Does $2a = 2b$ imply $a = b$ in ZF?

Question

For $a$ and $b$ cardinals, does the statement $2a = 2b \rightarrow a = b$ hold in ZF? Assuming it is false, what are the weakest choice principles that can imply it? (I presume it makes no substantive difference if I said $3a = 3b$ instead)

Answer 1

Yes, it is (I have on good hearsay, not knowing the proof) a theorem of ZF that, if $a,b$ are cardinals and $n$ a nonzero finite cardinal, then $na=nb\implies a=b$. See "Division by three" by Doyle and Conway for a brief discussion of the complicated history (involving Bernstein, Sierpiński, Lindenbaum, and Tarski) and a proof for the case $n=3$. Below is a proof for the comparatively trivial case $n=2$ which I figured out for myself; no doubt it's similar to the published proofs, which I was too lazy to read. (A slight modification, left to the reader, shows that $2a\le2b\implies a\le b$. Of course it follows that $2a\lt2b\implies a\lt b$.)

Suppose $2a=2b$. Imagine a set of $a$ red arrows and a set of $b$ blue arrows. The $a$ red arrows have $a$ heads and $a$ tails, so the set of red arrowheads and "arrowtails" has cardinality $2a$, and is in bijection with the set of blue arrowheads and arrowtails, which has cardinality $2b$. From that bijection we get a digraph in which each arc is colored red or blue, there are $a$ red arcs and $b$ blue arcs, and each node is incident with exactly two arcs, one of each color.
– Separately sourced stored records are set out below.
PR #209, opened 2022-04-08
Improve doc and implementation of OakUnsafeDirectBuffer.getByteBuffer

dynaxis:

---

This PR improves doc comment on `OakUnsafeDirectBuffer.getByteBuffer` to better reflect the current implementation after removing internal uses of `ByteBuffer`s.

Also it reimplements proper protection of read-only Oak buffers by returning read only view of `ByteBuffer` if source buffer implementation is read only. Such a measure was mistakenly removed in the course of the recent elimination of all `ByteBuffer` usage.


sanastas (commented):
The suggested changes looks good. Thank you!

Can you please a test to check that it is impossible to write into the read-only OakUnsafeDirectBuffer? It is relatively easy, for example in `InternalOakMapTest` there is 

```
  private static Integer slowDeserialize(OakScopedReadBuffer bb) {
        try {
            Thread.sleep(LONG_TRANSFORMATION_DELAY);
        } catch (InterruptedException e) {
            e.printStackTrace();
        }
        return OakCommonBuildersFactory.DEFAULT_INT_SERIALIZER.deserialize(bb);
    }
```

so it is possible to cast `OakScopedReadBuffer bb` and to try to write into it... What do you think?

dynaxis:
Makes sense. I'll update the current PR soon.

dynaxis:
I added tests for all the implementations of `OakUnsafeDirectBuffer` to test writability of the returned `ByteBuffer`. And found that `UnscopeBuffer` and its subclass violate the spec and also fixed it.

In the end, the tests are the most complex part of this PR. :)

core/src/test/java/com/yahoo/oak/KeyBufferTest.java
```diff
@@ -0,0 +1,34 @@
...
+        sliceUtils = new SliceUtils();
+    }
+
+    @After
+    public void tearDown() throws Exception {
+        sliceUtils.close();
+    }
+
+    @Test
+    public void byteBufferShouldBeReadOnly() {
```
liran-funaro, line 29: Can you merge all the test classes you added into one test class? They seem to fit the same pattern and they test similar things. It makes sense to group them together.

liran-funaro (changes requested):
The PR looks good. I request only a minor change in the tests (see below).

core/src/test/java/com/yahoo/oak/KeyBufferTest.java
dynaxis: @liran-funaro The reason I separated them that way was that it's a test among many others that may be added in the future.  If you still think it's better to consolidate them all, then I'll add another commit for doing so. Please give your final answer here. Thanks.

liran-funaro: Thanks for the explanation. Since we don't have other tests for these buffers yet, I think it is better to consolidate them into a single class. But I do agree each test should be in its own method.

liran-funaro: Great. Thank you for your PR.

dynaxis: I pushed another commit to fulfill the request from you. Thank you.

liran-funaro (approved):

dynaxis:
I haven't run all of the tests except for those added by me due to some other tests failing in my environment. So do you think the failing test is due to this PR?

sanastas:
The failures looks unrelated to your PR and also to Oak in general, as this is just a way of string creation. More than that, all the tests are running upon each of your commits/pushes and you have "All checks have passed" meaning there were no failures on mvn flow.

Is it the first time you run all the tests? Maybe it is related to your local environment, Java version, etc.

sanastas:
@dynaxis , pleasure to work with you! Your PR looks very good! Thank you! I am merging to master.

dynaxis:
Happy to work with you and to contribute a small bit to the project I rely on. Thank you.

We have to establish a choice-free bijection between the red arcs and the blue arcs, thereby proving that $a=b$.

Each connected component of our digraph is a cycle (of even length, since colors alternate) or a path. (The terms connected, cycle, and path are used here in the weak or undirected sense.) Initially, any component which is a path must be a two-way infinite path, since each node has degree $2$; it may turn into a ray or a finite path as the following procedure is carried out.

Step 1. Pair off and remove any arcs that meet head to head.

Step 2. Close up the gaps created by Step 1. Now each node is incident with at most two arcs, which (if there are two) must be of different colors.

Step 3. Reverse all the red arcs.

Step 4. Pair off and remove any arcs that meet head to head.

Step 5. Close up the gaps created by Step 4.

Step 6. Reverse all the blue arcs.

Step 7. Go to Step 1.

Typically, these steps will be iterated an infinite number of times. In the case of a finite component $C$, all arcs in $C$ will be paired off after a finite number of iterations, thus establishing a bijection between the red and blue arcs of $C$.

In the case of an infinite component $P$, all arcs in $P$ will eventually be paired off, with at most one exception. (If more than one arc remained unpaired, consider two such "lonely" arcs at minimal distance, with no other lonely arcs between them. After a finite number of iterations those two arcs will be adjacent, all intervening arcs having been removed; and shortly thereafter those two arcs will meet head to head and be removed, a contradiction.) If all arcs of $P$ have been paired off, we already have a bijection between the red and blue arcs of $P$. Otherwise there is a unique lonely arc, which we use as a base point to define a bijection between the arcs of $P$ and the integers, adjacent arcs corresonding to consecutive integers, and use that to define a bijection between the red and blue arcs of $P$ in a choice-free way.